About this task:
The job is to find each line of the records below that includes the word "modifies" and copy it.

----

PR #2754, opened 2021-06-30
3077 lesmis heading order change

EMcQ-BES:
### Changes:

- Add a sort_order to the LESMIS dashboards
- Add a filter in lesmis_server to ignore the `LA_COVID` dashboard (might be unnecessary)


packages/lesmis-server/src/routes/DashboardRoute.ts
```diff
@@ -20,9 +20,10 @@ export class DashboardRoute extends Route {
 
   async buildResponse() {
     const { entityCode } = this.req.params;
-    return this.webConfigConnection.fetchDashboard({
+    const response = await this.webConfigConnection.fetchDashboard({
       organisationUnitCode: entityCode,
       projectCode: LESMIS_PROJECT_NAME,
     });
+    return response.filter((dashboard: any) => dashboard.dashboardCode !== 'LA_COVID');
```
edmofro, line 27: Please add a comment with a link to the discussion why

edmofro (changes requested):
Helpful comments in the migration!

Please update the migration name to use the timestamp @chris-bes has used on the others, plus a `-13` or whatever we're up to after that

chris-bes:
Hey @EMcQ-BES , just to maintain the right order, could you rename your migration to `20210629111111-23-XXX`. The last one right now is `20210629111111-22-FixTypoInTitles-modifies-data`

edmofro (approved):
Thanks!

PR #2765, opened 2021-07-02
3128 remove cachebreaker

IgorNadj:


packages/devops/configs/servers.conf
```diff
@@ -462,6 +462,12 @@ server {
   include /etc/nginx/h5bp/basic.conf;
 
   location / {
+
```
IgorNadj, line 465: Copied from https://stackoverflow.com/a/2068407

edmofro (approved):
lgtm :-)

IgorNadj:
@edmofro added CORS header, was going to put it in a separate PR but easier to put it here

edmofro (approved):
Still lgtm

PR #2766, opened 2021-07-04
1304 show raw data on tooltips

billli0:
### Issue #:
[#1304](https://github.com/beyondessential/tupaia-backlog/issues/1304)
[#2732](https://github.com/beyondessential/tupaia-backlog/issues/2732)

### Changes:
We want to show metadata and original data as a list on popup when hover, This PR will:
- convert those mapOverlays to use `report-server` 
-  let `AreaTips` shows all keys and values from report-server as a list
- not apply changes to `ui-componment` since `lesmis` only shows entity label for now, no including values and other functions.  
- use `measureOptions` to get values from each `measureData` to avoid listing other `measureOptionConfigs`.  
- aggregate postcode level data to district level for state level map overlays   

### Screenshots:
[Screenshot](https://github.com/beyondessential/tupaia-backlog/issues/1304#issuecomment-875478745)


packages/web-frontend/src/containers/Map/AreaTooltip.js
```diff
@@ -35,7 +35,8 @@ export class AreaTooltip extends Component {
   }
 
   render() {
-    const { permanent, onMouseOver, onMouseOut, text, sticky } = this.props;
+    const { permanent, onMouseOver, onMouseOut, texts, sticky } = this.props;
+    const textList = texts.map(text => <span>{text}</span>);
```
rohan-bes, line 39: Hmmm I think we may be missing an opporuntity here to bring the `AreaTooltip` component more inline with the `MeasurePopup` component? These two components behave in similar ways, and I think it would be quite beneficial to align some consistency between them 👍 

Measure Popup works by looping through each series (measureOption) and rendering the formatted display value for that series. I think we could do the same here, with perhaps the one proviso that if there's only a single series, we just display it's value and not title. If we then changed the display type of this overlay to 'fractionAndPercentage' then this would result in something like:
```
[ 'South Australia': 10/50 = 20%]
```
Now admittedly, that's not nearly as pretty as what you've got currently, with there being a nice field for 'Respondents' and 'Flu Vaccinated with Fever and Cough'. However, if we are willing to switch those overlays over to report-server, then we can fairly simply add the 'Respondents' and 'Flu Vaccinated with Fever and Cough' as fields in the report, right?

packages/database/src/migrations/20210702020043-ShowRawDataOnTooltipsInAuFlutracking-modifies-data.js
```diff
@@ -0,0 +1,74 @@
...
+  },
+  {
+    id: 'AU_FLUTRACKING_LGA_Tested_Positive_For_Flu',
+    numerator: 'Participants with symptoms tested positive for flu',
+  },
+  {
+    id: 'AU_FLUTRACKING_LGA_Tested_Positive_For_Covid',
+    numerator: 'Participants with symptoms tested positive for covid',
+  },
+];
```
rohan-bes, line 50: While we're at it, probably worth doing the state level overlays too for consistency, eg. `AU_FLUTRACKING_Fever_And_Cough`

rohan-bes (changes requested):
Bit of a redesign suggestion, happy to talk this one through to hear your thoughts on it?

packages/database/src/migrations/20210706044733-SwitchLGALevelMapOverlayToUseReportServer-modifies-data.js
```diff
@@ -0,0 +1,222 @@
...
+        measureBuilder: 'useReportServer',
+        measureBuilderConfig: { reportCode: id, dataSourceType: 'custom' },
+      },
+      { id },
+    );
+  }
+
+  await db.runSql(`
+    UPDATE "mapOverlay"
+    SET "presentationOptions" = "presentationOptions" || '{"notLegacy": true}'::jsonb
```
billli0, line 211: It will be nice to have a `legacy` column for `mapOverlay` to be consistent to `dashboard`.

billli0:
Description updated.

packages/web-frontend/src/containers/Map/AreaTooltip.js
```diff
@@ -34,8 +41,82 @@ export class AreaTooltip extends Component {
...
+        textList.push(<span key={key}>{`${key}: ${data[key]}`}</span>);
+      });
+      return textList;
+    };
+
+    if (hasMeasureValue) {
+      const legacy = !measureOptions[0].notLegacy;
+      const { formattedMeasureData, onlyOneValue } = legacy
+        ? this.buildLegacyFormattedMeasureData(orgUnitMeasureData, measureOptions)
+        : this.buildFormattedMeasureData(rawOrgUnitMeasureData, measureOptions);
```
rohan-bes, line 70: Hmmm wouldn't it be possible for us to loop through the measureOptions here to work out which of the fields in the `orgUnitMeasureData` should be rendered? Rather than needing to pass in both `orgUnitMeasureData` and `rawOrgUnitMeasureData`? I think if this were the case we also would be able to avoid needing a `notLegacy` key right?

rohan-bes (changes requested):
I think we may want to see if it's possible to avoid introducing the `notLegacy` key and needing to pass in the `rawOrgUnitMeasureData` if possible? My suggestion would be to rely on the `measureOptions` to determine which fields we should render within the tooltip 👍

packages/web-frontend/src/containers/Map/AreaTooltip.js
billli0: Yeah I was thinking the same before. My concern is when we add a new config for `orgUnitMeasureData` we need to add those keys to those fields, and also `displayedValueKey` config will indicate another dynamic `key` of another config. Here `orgUnitMeasureData` and `rawOrgUnitMeasureData` can decouple the thing a bit since they are using sightly different logic. 

Eventually I guess we can refactor `orgUnitMeasureData` to be an extract config for measure data instead of adding configs in the list? @rohan-bes what do you think?

packages/web-frontend/src/utils/measures.js
```diff
@@ -320,58 +320,63 @@ export function getMeasureDisplayInfo(measureData, measureOptions, hiddenMeasure
...
-          displayInfo.color = valueInfo.color;
-          break;
-      }
-      if (valueInfo.isHidden) {
-        displayInfo.isHidden = true;
-      }
-    },
-  );
+  measureOptions
+    .filter(({ hideFromMeasure }) => !hideFromMeasure)
```
billli0, line 324: I just add a filter here. Not sure why Github didn't recognise it.

billli0:
merge PR #2823 to make things work.

packages/web-frontend/src/containers/Map/AreaTooltip.js
```diff
@@ -34,8 +41,76 @@ export class AreaTooltip extends Component {
...
+        : this.buildFormattedMeasureData(orgUnitMeasureData, measureOptions);
+
+      if (onlyOneValue) {
+        return renderTextList({ [orgUnitName]: formattedMeasureData });
+      }
+
+      renderTextList(formattedMeasureData, defaultTextList);
+    }
+
+    return defaultTextList;
```
rohan-bes, line 73:
```suggestion
    const defaultTextList = [
      <Heading key={0} hasMeasureValue={hasMeasureValue}>
        {orgUnitName}
      </Heading>,
    ];
    
    if (!hasMeasureValue) {
      return defaultTextList;
    }
   
    const toTextList = (data) => Object.keys(data).map(key => <span key={key}>{`${key}: ${data[key]}`}</span>);
    
    if (measureOptions.length === 1) {
        return toTextList({ [orgUnitName]: getSingleFormattedValue(orgUnitMeasureData, measureOptions)});
    }

    return defaultTextList.concat(toTextList(this.buildFormattedMeasureData(orgUnitMeasureData, measureOptions)));
```

Feel this simplifies things a bit? Also means we can remove `buildLegacyFormattedMeasureData()` 👍

packages/web-frontend/src/containers/Map/AreaTooltip.js
```diff
@@ -34,8 +41,76 @@ export class AreaTooltip extends Component {
...
+          formattedMeasureData[key] = orgUnitMeasureData[key];
+        }
+      });
+    }
+
+    if (Object.values(formattedMeasureData).length === 1) {
+      return {
+        formattedMeasureData: Object.values(formattedMeasureData)[0],
+        onlyOneValue: true,
+      };
```
rohan-bes, line 105: I'm actually kinda on the fence about this behaviour, leaning towards us always showing it as `<measureName>: <value>` even if there's only a single measure value for this particular org unit.

Assuming that there's more than 1 measureOption (which is the case by the time we call this method) then this is a multi-value map overlay. In which I think the user needs to know which value is which.

eg. For Vic there is just a value for `Respondents`, whereas For NSW there's just a value for `% with flu`
I'd lean toward showing:
```
Vic
Respondents: 7
```
and
```
NSW
% with flu: 6%
```

instead of:
```
Vic: 7
```
and
```
NSW: 6%
```

What do ya think?

packages/web-frontend/src/containers/Map/AreaTooltip.js
```diff
@@ -34,8 +41,76 @@ export class AreaTooltip extends Component {
...
+        orgUnitMeasureData,
+        measureOptions,
+      );
+
+      measureOptions.forEach(({ key }) => {
+        if (key !== measureOptions[0].key) {
+          formattedMeasureData[key] = orgUnitMeasureData[key];
+        }
+      });
+    }
```
rohan-bes, line 99: Is there a reason we're not treating the first measure option and all the others the same? Those other options might also have `valueType` fields or something like that right? Could this just be:
```suggestion
      measureOptions.forEach(({ key, name, valueType }) => {
        const metadata = data[`${dataKey}_metadata`] || data[`${data.name}_metadata`] || {};
        formattedMeasureData[name || key] = formatDataValueByType({ value: orgUnitMeasureData[key], metadata }, valueType);
      });
    }
```

rohan-bes (changes requested):
Halfway thru this but have a couple meetings now so may continue on later today!

Looking good, just some code structure things I've got suggestions about!

And lets pair on getting a fix for that displayInfo issue!

packages/web-frontend/src/containers/Map/AreaTooltip.js
billli0: Current system use either only `orgUnit` or `orgUnit:value`. I think yeah there are too much conditions running here (even though just 3 including the list we are adding). We can reduce to two which are:

```
Vic (only orgUnit)
```

```
Vic (orgUnit with list)
Respondents: 7
...
```

packages/web-frontend/src/containers/Map/AreaTooltip.js
billli0: @rohan-bes Nice refactor !👍

packages/web-frontend/src/containers/Map/AreaTooltip.js
billli0: I was thinking it can leave formating work to `report-server` so that we don't need to increase frontend loading time?

rohan-bes: That's a good concern to have, but I don't think it would affect performance at all, and the consistency between measure options will be very nice 👍

packages/web-frontend/src/containers/Map/AreaTooltip.js
rohan-bes: I think I agree with you 👍 but lets have a quick chat to make sure we're on the same page?

packages/web-frontend/src/containers/Map/AreaTooltip.js
billli0: New changes will let report-server support using metadata only with this formate `${key}_metadata`:
```
key1: 0.02,
key1_metadata_numerator: 2,
key1_metadata_denominator: 100,
key2: 0.01,
key2_metadata_numerator: 1,
key2_metadata_denominator: 100,
```

packages/web-config-server/src/apiV1/measureData.js
```diff
@@ -236,13 +236,15 @@ export default class extends DataAggregatingRouteHandler {
...
-    // Config 'measureConfig' only works for report server builder
+    // Config 'measureConfig' only works for report-server
     const { measureConfig, ...mainMeasureOption } = measureOptions[0];
     if (measureConfig) {
       const { [ADD_TO_ALL_KEY]: configForAllKeys, ...restOfConfig } = measureConfig;
-      getOtherMeasureOptionKeys(mainMeasureOption.key).forEach(key => {
-        measureOptions.push({ ...configForAllKeys, key, name: key, ...restOfConfig[key] });
-      });
+      getOtherMeasureOptionKeys(mainMeasureOption.key)
+        .filter(key => !key.includes('_metadata'))
```
billli0, line 244: hacky way to filter keys with `_metadata` while adding `measureOptions` for other report server data.

packages/web-frontend/src/containers/MeasureLegend/MultiLegend.js
```diff
@@ -55,7 +56,10 @@ const getLegend = measureType => {
 };
 
 const MultiLegend = React.memo(({ measureOptions, isMeasureLoading }) => {
-  const displayedLegends = measureOptions.filter(({ type }) => type !== MEASURE_TYPE_RADIUS);
+  const displayedLegends = measureOptions.filter(
+    ({ type, hideFromLegend }) =>
+      ![MEASURE_TYPE_RADIUS, MEASURE_TYPE_POPUP_ONLY].includes(type) && !hideFromLegend,
```
billli0, line 61: hide from legend if type is `popup-only`.

packages/web-config-server/src/apiV1/measureData.js
rohan-bes: Ahhh I see the issue here.... nice hack! Hopefully we can remove this as more overlays move to the report-server 👍

rohan-bes (approved):
Looks really good @billli0! Nice work!

Really happy with how the change to always display measure name in tooltips looks, great call!

So wanna just wait til https://github.com/beyondessential/tupaia/pull/2823 is merged before merging this? Can be tested first is fine 👍

rohan-bes:
@billli0 https://github.com/beyondessential/tupaia/pull/2823 has just been merged! I think you may wanna merge/rebase this branch off dev again to cleanup the diffs so that it's just your changes 👍

billli0:
@rohan-bes Thanks man 👍

billli0:
aggregate sub-district level data to district level for state level map overlays, which finish the ticket #2732.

----

Your response:
Hey @EMcQ-BES , just to maintain the right order, could you rename your migration to `20210629111111-23-XXX`. The last one right now is `20210629111111-22-FixTypoInTitles-modifies-data`
packages/database/src/migrations/20210702020043-ShowRawDataOnTooltipsInAuFlutracking-modifies-data.js
packages/database/src/migrations/20210706044733-SwitchLGALevelMapOverlayToUseReportServer-modifies-data.js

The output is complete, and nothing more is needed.